Most techies who’ve looked under the covers will be aware of PSPCMPROG. It’s the underlying table where PeopleCode is storeed. This isn’t immediately useful however as the actual code itself is stored in the PROGTXT field in binary so it’s not easily accessible. This isn’t an insurmountable issue however as there are a couple of routines to decode the field (an SQR and a Java version, both by David L Price). I’ve not used either method personally, but a colleague has used the SQR version with great success.

For me, this field isn’t quite the most useful on PSPCMPROG. You may have noticed that if you update the PeopleCode on a record, the record properties aren’t updated to reflect the change – I guess because the record definition itself hasn’t changed (although strangely Component and Page PeopleCode do update the timestamp on the corresponding Component/Page definition – so there’s a bit of an inconsistency there). So how do you check when and by whom a piece of Record PeopleCode was last updated? If you check the LASTUPDDTTM and LASTUPDOPRID fields on the PSPCMPROG record via SQL then it’s all recorded there. This snippet of knowledge has saved me (or at least expedited troubleshooting by showing me the correct person to ask about the change) innumerable times.

Lesser known tip

I’ve not really had much reason to look at the PSPCMNAME record in the past, however a colleague and I checked it recently and discovered the RECNAME and REFNAME fields. Every time you create some PeopleCode your code is parsed and a line inserted into PSPCMNAME for every reference to a Tools object. I assume that this is the record searched when using ‘Find Definition References’ within App Designer. However, now we know the SQL table behind this we can therefore query this table to quickly find out objects affected by code in a specified project, for example.
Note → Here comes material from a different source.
PR #149, opened 2022-11-23
[sailfishos][gecko] Add support for prefers-color-scheme. JB#58394

llewelld:
Adds support to qt/nsLookAndFeel for the prefers-color-scheme media tag. The renderer already supports it by setting the ui.systemUsesDarkTheme preference to 0 or 1.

Both the company I currently work for and my previous employer had utilities to export project details to file, printing out settings and details from Tools objects to speed-up the documentation process (and we know how much techies love documenting!). Now we can add to that utility any objects that are affected but which aren’t included in the project.

Oracle’s Fusion Progress and secrecy August 4, 2008

Posted by Duncan in Fusion, Oracle, PeopleSoft.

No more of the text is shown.